**EXERCISE INSTRUCTIONS:** Go through the entries below and work out how many lines include "once"; give only that number.

Extracted data entries:
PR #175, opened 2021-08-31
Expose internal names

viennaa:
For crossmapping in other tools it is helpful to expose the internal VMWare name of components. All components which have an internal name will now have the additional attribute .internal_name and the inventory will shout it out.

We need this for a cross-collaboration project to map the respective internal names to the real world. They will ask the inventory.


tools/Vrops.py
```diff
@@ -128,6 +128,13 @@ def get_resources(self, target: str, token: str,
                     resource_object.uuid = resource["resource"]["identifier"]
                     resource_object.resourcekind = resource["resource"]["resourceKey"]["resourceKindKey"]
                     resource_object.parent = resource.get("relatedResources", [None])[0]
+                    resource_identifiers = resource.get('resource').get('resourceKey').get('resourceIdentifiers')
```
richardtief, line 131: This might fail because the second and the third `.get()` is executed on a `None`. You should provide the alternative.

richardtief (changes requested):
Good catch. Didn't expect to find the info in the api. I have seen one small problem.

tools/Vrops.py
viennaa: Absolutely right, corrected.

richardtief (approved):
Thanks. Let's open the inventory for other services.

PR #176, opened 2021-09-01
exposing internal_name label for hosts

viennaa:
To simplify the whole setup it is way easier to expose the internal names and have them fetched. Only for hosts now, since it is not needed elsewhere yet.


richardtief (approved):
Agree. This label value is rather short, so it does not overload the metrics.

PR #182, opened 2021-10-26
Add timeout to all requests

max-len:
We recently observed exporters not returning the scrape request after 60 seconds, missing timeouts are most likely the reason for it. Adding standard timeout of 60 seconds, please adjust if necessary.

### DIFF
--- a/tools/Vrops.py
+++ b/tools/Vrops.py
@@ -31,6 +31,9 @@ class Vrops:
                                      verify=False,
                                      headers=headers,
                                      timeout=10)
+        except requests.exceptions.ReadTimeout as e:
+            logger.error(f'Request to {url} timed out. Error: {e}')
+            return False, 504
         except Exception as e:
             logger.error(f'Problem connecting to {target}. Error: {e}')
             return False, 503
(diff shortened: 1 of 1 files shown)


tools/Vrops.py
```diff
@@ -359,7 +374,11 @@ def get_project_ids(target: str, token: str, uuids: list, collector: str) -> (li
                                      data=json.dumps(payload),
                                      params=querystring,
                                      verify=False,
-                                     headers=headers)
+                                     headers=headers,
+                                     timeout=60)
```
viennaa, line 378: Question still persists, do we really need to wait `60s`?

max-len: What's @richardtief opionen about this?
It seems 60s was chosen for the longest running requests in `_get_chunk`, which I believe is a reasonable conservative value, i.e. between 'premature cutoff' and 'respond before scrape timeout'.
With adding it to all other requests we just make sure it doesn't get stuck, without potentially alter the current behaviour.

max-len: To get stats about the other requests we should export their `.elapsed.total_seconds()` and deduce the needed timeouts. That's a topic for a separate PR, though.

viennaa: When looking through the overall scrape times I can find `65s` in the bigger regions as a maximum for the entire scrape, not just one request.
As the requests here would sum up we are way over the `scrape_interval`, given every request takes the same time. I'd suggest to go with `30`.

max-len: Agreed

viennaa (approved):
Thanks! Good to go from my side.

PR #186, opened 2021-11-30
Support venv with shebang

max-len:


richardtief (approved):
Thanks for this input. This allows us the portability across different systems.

---

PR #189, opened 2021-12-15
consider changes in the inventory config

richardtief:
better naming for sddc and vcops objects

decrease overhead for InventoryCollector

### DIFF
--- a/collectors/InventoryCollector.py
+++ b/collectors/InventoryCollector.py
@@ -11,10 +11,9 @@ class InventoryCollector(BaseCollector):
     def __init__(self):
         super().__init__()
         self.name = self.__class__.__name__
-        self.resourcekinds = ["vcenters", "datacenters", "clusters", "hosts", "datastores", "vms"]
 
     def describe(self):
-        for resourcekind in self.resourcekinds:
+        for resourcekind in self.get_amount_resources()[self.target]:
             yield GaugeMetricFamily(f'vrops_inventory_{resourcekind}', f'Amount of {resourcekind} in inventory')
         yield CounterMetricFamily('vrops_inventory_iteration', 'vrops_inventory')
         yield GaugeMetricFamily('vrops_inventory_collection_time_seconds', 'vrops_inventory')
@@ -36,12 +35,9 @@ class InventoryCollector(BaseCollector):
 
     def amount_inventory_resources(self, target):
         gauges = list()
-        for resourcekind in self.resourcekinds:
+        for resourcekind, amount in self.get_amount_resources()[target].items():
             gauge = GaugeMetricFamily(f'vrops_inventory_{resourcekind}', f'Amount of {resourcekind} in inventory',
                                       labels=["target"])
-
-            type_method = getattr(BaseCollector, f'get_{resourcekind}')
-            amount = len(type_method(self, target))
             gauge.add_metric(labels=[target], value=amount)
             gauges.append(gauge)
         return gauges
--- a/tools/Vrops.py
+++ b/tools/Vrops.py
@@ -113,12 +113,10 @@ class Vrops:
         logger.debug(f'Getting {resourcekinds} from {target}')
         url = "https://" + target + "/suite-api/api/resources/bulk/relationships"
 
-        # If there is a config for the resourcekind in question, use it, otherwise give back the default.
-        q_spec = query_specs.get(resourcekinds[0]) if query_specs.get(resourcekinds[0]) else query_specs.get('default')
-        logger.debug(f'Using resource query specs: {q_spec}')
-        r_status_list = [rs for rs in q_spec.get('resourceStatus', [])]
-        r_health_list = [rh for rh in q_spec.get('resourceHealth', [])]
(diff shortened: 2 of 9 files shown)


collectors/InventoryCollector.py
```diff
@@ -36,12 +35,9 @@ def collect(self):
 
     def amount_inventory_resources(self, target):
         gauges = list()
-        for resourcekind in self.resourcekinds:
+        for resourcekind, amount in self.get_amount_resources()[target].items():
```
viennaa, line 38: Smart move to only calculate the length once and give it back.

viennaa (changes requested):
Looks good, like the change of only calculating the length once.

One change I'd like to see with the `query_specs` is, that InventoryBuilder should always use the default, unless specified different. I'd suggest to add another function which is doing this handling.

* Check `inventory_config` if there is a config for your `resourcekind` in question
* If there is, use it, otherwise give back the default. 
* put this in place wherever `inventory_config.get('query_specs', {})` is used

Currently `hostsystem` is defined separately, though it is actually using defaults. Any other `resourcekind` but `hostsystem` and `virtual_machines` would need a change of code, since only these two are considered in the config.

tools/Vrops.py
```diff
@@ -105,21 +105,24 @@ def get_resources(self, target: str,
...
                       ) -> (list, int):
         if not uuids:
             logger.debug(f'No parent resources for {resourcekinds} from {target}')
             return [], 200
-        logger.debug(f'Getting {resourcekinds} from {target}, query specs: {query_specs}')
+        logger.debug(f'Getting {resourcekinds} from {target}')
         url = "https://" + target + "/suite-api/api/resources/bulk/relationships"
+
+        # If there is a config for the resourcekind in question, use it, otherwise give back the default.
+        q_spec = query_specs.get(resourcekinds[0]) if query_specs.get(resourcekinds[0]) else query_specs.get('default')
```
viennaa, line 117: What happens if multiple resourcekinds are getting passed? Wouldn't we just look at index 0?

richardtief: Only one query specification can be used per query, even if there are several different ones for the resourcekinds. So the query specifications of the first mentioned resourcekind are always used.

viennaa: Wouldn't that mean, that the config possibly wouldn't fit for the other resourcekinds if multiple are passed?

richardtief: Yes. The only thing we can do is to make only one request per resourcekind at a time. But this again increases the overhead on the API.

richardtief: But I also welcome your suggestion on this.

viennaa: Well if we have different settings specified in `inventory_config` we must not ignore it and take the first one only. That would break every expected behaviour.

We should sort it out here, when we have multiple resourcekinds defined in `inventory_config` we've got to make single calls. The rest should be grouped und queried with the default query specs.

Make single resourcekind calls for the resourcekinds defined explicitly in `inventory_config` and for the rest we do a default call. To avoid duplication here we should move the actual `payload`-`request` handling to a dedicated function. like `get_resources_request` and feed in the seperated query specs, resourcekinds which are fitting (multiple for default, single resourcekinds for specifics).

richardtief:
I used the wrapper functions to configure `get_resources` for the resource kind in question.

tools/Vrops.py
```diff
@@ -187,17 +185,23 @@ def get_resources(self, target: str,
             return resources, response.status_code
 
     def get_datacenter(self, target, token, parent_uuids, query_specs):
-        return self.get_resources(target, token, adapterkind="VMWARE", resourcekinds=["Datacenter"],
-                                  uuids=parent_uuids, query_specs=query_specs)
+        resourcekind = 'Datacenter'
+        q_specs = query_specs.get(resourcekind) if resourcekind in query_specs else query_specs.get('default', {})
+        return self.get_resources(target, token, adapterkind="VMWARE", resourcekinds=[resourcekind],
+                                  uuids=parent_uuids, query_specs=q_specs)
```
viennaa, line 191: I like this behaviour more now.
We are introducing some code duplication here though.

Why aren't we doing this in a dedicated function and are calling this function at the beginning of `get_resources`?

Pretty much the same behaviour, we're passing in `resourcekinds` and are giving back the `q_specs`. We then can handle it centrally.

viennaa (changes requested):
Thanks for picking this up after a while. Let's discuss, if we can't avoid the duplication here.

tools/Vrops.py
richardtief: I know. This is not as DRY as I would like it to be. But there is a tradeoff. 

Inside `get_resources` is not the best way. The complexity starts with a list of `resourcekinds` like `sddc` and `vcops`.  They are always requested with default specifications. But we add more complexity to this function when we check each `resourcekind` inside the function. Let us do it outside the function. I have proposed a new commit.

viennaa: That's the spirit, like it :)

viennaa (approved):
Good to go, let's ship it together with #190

==

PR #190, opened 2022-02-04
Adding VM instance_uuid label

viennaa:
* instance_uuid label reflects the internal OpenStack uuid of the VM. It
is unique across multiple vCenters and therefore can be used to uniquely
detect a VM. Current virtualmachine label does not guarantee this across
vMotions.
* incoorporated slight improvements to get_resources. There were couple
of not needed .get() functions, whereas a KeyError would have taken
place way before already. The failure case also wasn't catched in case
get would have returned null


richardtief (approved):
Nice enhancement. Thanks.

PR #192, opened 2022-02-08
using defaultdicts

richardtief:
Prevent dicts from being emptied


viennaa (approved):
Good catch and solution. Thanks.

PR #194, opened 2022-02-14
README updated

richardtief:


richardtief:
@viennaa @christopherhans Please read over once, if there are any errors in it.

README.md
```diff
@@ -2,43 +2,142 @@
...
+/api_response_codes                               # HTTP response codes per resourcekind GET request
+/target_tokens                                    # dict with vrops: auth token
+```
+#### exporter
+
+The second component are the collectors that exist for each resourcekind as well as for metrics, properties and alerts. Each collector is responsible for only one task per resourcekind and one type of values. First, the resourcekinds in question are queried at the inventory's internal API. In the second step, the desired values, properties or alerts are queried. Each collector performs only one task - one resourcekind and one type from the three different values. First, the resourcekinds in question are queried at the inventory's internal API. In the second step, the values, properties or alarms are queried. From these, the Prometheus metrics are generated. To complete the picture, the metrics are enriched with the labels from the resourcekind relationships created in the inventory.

**OUTPUT OF THE TASK:** 3